Los primeros en ser vacunados son quienes tienen comorbilidades, pero a partir del 26 de septiembre se vacunará a todos los menores de esa edad.

“Los niños también se pueden enfermar. Un 12% de los casos que hemos tenido en nuestro país durante este año y medio son niños menores de 18 años”, explicó la subsecretaria de Salud Pública chilena, Paula Daza.

La funcionaria destacó que las vacunas “son seguras, eficaces y, además de proteger a cada una de las personas, son un acto solidario”.
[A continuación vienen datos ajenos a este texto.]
PR #104, opened 2021-01-02
fix function signature for SWIG compiler

marcelhencke:
The [Media Server for Golang](https://github.com/notedit/media-server-go) has the issue, that the swig compiler can't compile the media server correctly. As a result, the support for pushing media streams was deactivated, which is a major turning point.

I have explained the problem in more detail here:
https://github.com/notedit/media-server-go-demo/issues/30#issuecomment-748706452

### DIFF
--- a/include/media.h
+++ b/include/media.h
@@ -174,7 +174,11 @@ public:
 
 	DWORD GetLength() const			{ return buffer->GetSize();			}
 	DWORD GetMaxMediaLength() const		{ return buffer->GetCapacity();			}
+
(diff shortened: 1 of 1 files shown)


murillo128:
I don't feel that the fix is appropriate as I use it for other project which uses SWIG. 

I will close the PR, but leave the issue open and see if i can find a solution that works in all the scenarios

murillo128:
continuing in the issue here

https://github.com/medooze/media-server/issues/105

Un niños es vacunado en Santiago

Getty Images
Chile empezó a vacunar a los menores de 12 a 17 en junio, y ahora extendió la vacunación a partir de los 6 años.

Argentina, Colombia, Costa Rica, Ecuador, El Salvador, Panamá, Paraguay, Perú y República Dominicana también empezaron a vacunar a niños con comorbilidades a partir de los 12 años, entre junio y julio.

Algunos luego extendieron la cobertura a todos los menores de esa edad.

A mediados de septiembre, el presidente salvadoreño anunció que empezarían a vacunar a niños más pequeños, a partir de los 6 años.

En tanto, Cuba se convirtió a principios de mes en el primer país del mundo en vacunar a niños a partir de los 2 años.

Las autoridades sanitarias empezaron a administrar a los menores la vacuna Soberana 02, producida en la isla.

El programa de vacunación pediátrico coincidió con el inicio del ciclo escolar, aunque la educación se ha mantenido en formato virtual.

El presidente Miguel Díaz-Canel señaló a través de un comunicado que el objetivo es llegar a noviembre con más del 90% de la población vacunada.